Haidilao’s Chief Strategy Officer Zhou Zhaocheng said in an email to Reuters that the company has “no comment on market speculation”. Goldman declined to comment, while CMBI didn’t respond to requests for comment.
Co-founded by former tractor factory worker Zhang Yong in 1994, Haidilao has grown into China’s leading hotpot chain with about 190 stores across the country, and has already entered overseas markets including Singapore, Los Angeles, Seoul and Tokyo, according to its website.
The company, whose name originates from a mahjong term in Sichuan province which literally means fortune, is widely known for its focus on attentive and creative customers services, a rare emphasis point for many Chinese catering firms targeting the mass market. That also helped Haidilao become a case study at the Harvard Business School in 2011.

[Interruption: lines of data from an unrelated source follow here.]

PR #15129, opened 2026-07-01
Add AWS-LC support for XOFHash

reaperhulk:
This PR extends XOFHash (Extendable Output Function) support to AWS-LC, in addition to the existing OpenSSL 3.3.0+ support.

## Summary

Previously, XOFHash was only supported on OpenSSL 3.3.0 or greater. This change adds support for AWS-LC while maintaining backward compatibility with existing backends.

## Key Changes

- **Rust backend (`src/rust/src/backend/hashes.rs`)**:
  - Updated the XOF support check to include AWS-LC alongside OpenSSL 3.3.0+
  - Simplified the conditional compilation logic by inverting the check: now enables XOF when `CRYPTOGRAPHY_OPENSSL_330_OR_GREATER` OR `CRYPTOGRAPHY_IS_AWSLC` is true
  - Updated error message to be backend-agnostic ("not supported on this backend" instead of specifically mentioning LibreSSL/BoringSSL)

- **Python tests (`tests/hazmat/primitives/test_xofhash.py`)**:
  - Extracted XOF support detection into a reusable `_xof_supported()` helper function
  - Updated all test markers to use the new helper function for consistency
  - Renamed `test_unsupported_boring_libre` to `test_unsupported_xof` to reflect the more general nature of the test

- **Hash tests (`tests/hazmat/primitives/test_hashes.py`)**:
  - Updated `test_hash_xof` to use the backend's `hash_supported()` method instead of directly checking OpenSSL version
  - Removed direct dependency on `rust_openssl` module in this test file

- **Changelog**: Added entry documenting XOFHash support for AWS-LC

## Implementation Details

The changes consolidate the XOF support logic by using a positive check (backends that support XOF) rather than a negative check (backends that don't support it). This makes the code more maintainable and easier to extend to additional backends in the future.

https://claude.ai/code/session_01SCjKRh9sZ4qXDfoVm5YAJ3

### DIFF
--- a/tests/hazmat/primitives/test_hashes.py
+++ b/tests/hazmat/primitives/test_hashes.py
@@ -8,7 +8,6 @@ import binascii
 import pytest
 
 from cryptography.exceptions import AlreadyFinalized, _Reasons
-from cryptography.hazmat.bindings._rust import openssl as rust_openssl
 from cryptography.hazmat.primitives import hashes
 
 from ...doubles import DummyHashAlgorithm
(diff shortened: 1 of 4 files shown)


tests/hazmat/primitives/test_hashes.py
```diff
@@ -192,10 +191,12 @@ def test_hash_unsupported_algorithm(self):
...
 
     @pytest.mark.supported(
-        only_if=lambda _: rust_openssl.CRYPTOGRAPHY_OPENSSL_330_OR_GREATER,
+        only_if=lambda backend: backend.hash_supported(
+            hashes.SHAKE256(digest_size=32)
+        ),
         skip_message="Requires backend with XOF support",
     )
-    def test_hash_xof(self):
+    def test_hash_xof(self, backend):
```
alex: I don't htink the backend arg is required, is it?

alex (approved):

PR #15143, opened 2026-07-03
Add MLDSAMuHasher for incremental mu computation

### LINKED ISSUE #15060: Provide example to calculate mu for ML-DSA
It would be nice to have some example code for calculating mu.

I wrote the attached one, which is inspired by https://github.com/nsmithuk/mldsa-mu-py/blob/main/src/mldsa_mu/mu.py.

I first generate a signature, then i generate mu manually and verify the signature using verify_mu. Then I also generate a hashmldsa signature and verify it using openssl (taken from wsl in my example).

[hashmldsa.py](https://github.com/user-attachments/files/29091846/hashmldsa.py)

reaperhulk:
Adds `MLDSAMuHasher`, an incremental (`update`/`copy`/`finalize`) API for computing the ML-DSA message representative (`mu`) consumed by the external-mu APIs (`sign_mu`/`verify_mu`), per FIPS 204: `mu = SHAKE256(SHAKE256(pk, 64) || 0x00 || len(ctx) || ctx || M, 64)`.

- Implemented in Rust on the EVP SHAKE256 XOF, mirroring the `Hash` interface. The public-key/context prefix is absorbed at construction; the message is streamed via `update()`, so large or streaming messages need not be buffered.
- Takes an ML-DSA public key only (mu is a public-key operation), plus an optional context of up to 255 bytes.
- On backends without SHAKE256 through the EVP interface (BoringSSL/LibreSSL), construction raises `UnsupportedAlgorithm`; `sign_mu`/`verify_mu` still work there with a mu computed elsewhere.
- Verified against the NIST KAT vectors and an independent SHAKE256 reference, and round-trips through `sign_mu`/`verify_mu`.

https://claude.ai/code/session_01EWdcBuM5mhzA43zsQaEfET


docs/hazmat/primitives/asymmetric/mldsa.rst
```diff
@@ -38,6 +38,32 @@ different contexts or protocols.
...
+
+ML-DSA supports an "external mu" mode, where the message representative
+``mu`` is computed separately from signing and verification (see
+:meth:`MLDSA65PrivateKey.sign_mu` and :meth:`MLDSA65PublicKey.verify_mu`).
+:class:`MLDSAMuHasher` computes ``mu`` incrementally, which is useful when the
+message is large or only available as a stream.
+
+On backends that do not support computing ``mu``, :class:`MLDSAMuHasher`
+raises :class:`~cryptography.exceptions.UnsupportedAlgorithm`; ``sign_mu``
+and ``verify_mu`` still work with a ``mu`` computed elsewhere.
```
alex: Drop this paragraph.

docs/hazmat/primitives/asymmetric/mldsa.rst
```diff
@@ -701,5 +727,58 @@ Key interfaces
...
+.. class:: MLDSAMuHasher(public_key, context=None)
+
+    .. versionadded:: 50.0.0
+
+    Incrementally computes the ML-DSA ``mu`` (message representative) for the
+    "external mu" signing and verification APIs. For pure ML-DSA, FIPS 204
+    defines ``mu = SHAKE256(SHAKE256(pk, 64) || 0x00 || len(ctx) || ctx || M,
+    64)``, where ``M`` is the message. The portion derived from the public key
+    and context is computed when the hasher is created, and the message is
+    supplied incrementally with :meth:`update`.
```
alex: You do not need to repeat the formula for mu, the caller does not care.

src/rust/src/backend/mldsa.rs
```diff
@@ -723,6 +723,134 @@ impl MlDsa87PublicKey {
     }
 }
 
+/// Extract the raw public key bytes from any ML-DSA public key object. Private
+/// keys (and other key types) are rejected: mu computation is a public-key
+/// operation.
```
alex: Everything after the first sentence is slop and should be remoed

tests/hazmat/primitives/test_mldsa.py
```diff
@@ -127,6 +133,9 @@ def test_mldsa_unsupported(backend):
     ):
         MLDSA87PrivateKey.generate()
 
+    # Without ML-DSA support the mu hasher isn't available at all.
+    assert not hasattr(mldsa, "MLDSAMuHasher")
```
alex: pointless assert, delete

alex (approved):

Betting on the growing lure of Chinese cuisine worldwide, several of Haidilao’s domestic rivals are also eyeing overseas expansion, including Little Sheep, another hotpot chain, controlled by Yum China Holdings (YUMC.N), and Best Food Holding (1488.HK), the catering and retail arm of private equity firm Hony Capital.
Details of co-founder and chairman Zhang’s stake after the IPO or the company’s valuation could not be ascertained.
Zhang had expected Haidilao’s revenue to reach 10 billion yuan ($1.58 billion) in 2017 and said he had no plans to list the firm on domestic or overseas bourses, according to a Bloomberg report last year.
Yihai International Holding Ltd (1579.HK), a maker of hotpot soups and sauce condiments, was spun off from Haidilao and went public in Hong Kong in 2016. The unit, controlled by Zhang and another Haidilao co-founder, has a market capitalization of around HK$13.2 billion ($1.68 billion).
Haidilao has suffered setbacks. An undercover news report by a domestic newspaper exposed a food hygiene scandal at two of its Beijing restaurants last year. And one of its outlets in Singapore was suspended for two weeks earlier this year for violating hygiene standards, Singapore media reported.
The company acted swiftly after the hygiene issues cropped up by acknowledging them, and started to offer live streams from its kitchens in the Chinese capital.